== Extracted entries

PR #176, opened 2019-02-22
Added support for configuring CAM Management User Group:

cptera:
* Added new KeyVault setting
* Create new KeyVault setting on Update

### DIFF
--- a/Deploy-CAM.ps1
+++ b/Deploy-CAM.ps1
@@ -3654,21 +3654,24 @@ function Update-CAMAzureKeyVault() {
         -VaultName $VaultName `
         -Name "camManagementUserGroup" `
         -ErrorAction stop
-    if (-not $secret) {
+
+    do {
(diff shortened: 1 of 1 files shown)


Deploy-CAM.ps1
```diff
@@ -4222,6 +4269,16 @@ else {
         radiusServerPort = $radiusServerPort 
         radiusSharedSecret = $radiusSharedSecret
     }
+
+    if ($camManagementUserGroup -eq $null -and (-not $ignorePrompts)) {
+        $camManagementUserGroup = Read-Host "Enter the User Group Name or the Distinguished Name for the User Group to log into the CAM Management Interface. Default is 'Domain Admins'. (eg, 'Domain Admins' or 'CN=Domain Admins,CN=Users,DC=example,DC=com')"
```
bdyck: I think that in the case where someone wants to customise the management user group, we should require the full DN for the group so that there is no possibility of getting the wrong group if we try to figure out the DN later (as we currently do for the "Domain Admins" group).

PR #178, opened 2019-05-06
using new pcoip agent distribute format and new 64 bit installer

fwang-teradici:


remote-workstations/new-agent-vm/Install-PCoIPAgent.ps1
```diff
@@ -282,32 +290,55 @@ Configuration InstallPCoIPAgent
...
+                    }
+                }
+
+                # download installer
+                $meta=(Get-Content -Raw -Path  $destFile | ConvertFrom-Json)
+                $installerFileName =$meta.filename
+
+                $downloadUrl =  $pcoipAgentInstallerUrl + $installerFileName
+                
+                $destFile = $using:agentInstallerDLDirectory + '\' + $installerFileName
```
cptera: Not a big deal, but you might want to use "Join-Path" for stuff like this

remote-workstations/new-agent-vm/Install-PCoIPAgent.ps1
```diff
@@ -351,8 +382,13 @@ Configuration InstallPCoIPAgent
             GetScript  = { return 'registration'}
             
             TestScript = { 
-                cd "C:\Program Files (x86)\Teradici\PCoIP Agent"
-                 $ret = & .\pcoip-validate-license.ps1
+                $path = "C:\Program Files (x86)\Teradici\PCoIP Agent"
```
cptera: Why not use the RegKey path like in the Test-Scipt instead of doing a mix of RegPath and InstallPath checks to pick the install path

PR #188, opened 2019-06-27
set retrieveAgentState default to false

fwang-teradici:


Deploy-CAM.ps1
```diff
@@ -117,7 +117,7 @@ Param(
     $camManagementUserGroup = $null,
 
     [switch]$updateSPCredential,
-    [bool]$retrieveAgentState = $true,
+    [bool]$retrieveAgentState = $false,
     [bool]$showAgentState = $true
```
cptera: should just make this false too even though it doesn't do anything

fwang-teradici: I think true is better as default so custom only need to set retrieveAgentState is true and it shows the state (normally people like to see if the state is there)

cptera: i think we want to be consistant between v1 and v2

cptera: nevermind, looks liek thats what v2 does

====

> The problem:
Using the entries above, work out how many lines include the word "InstallPCoIPAgent", and give only that count.

> Answer section:
2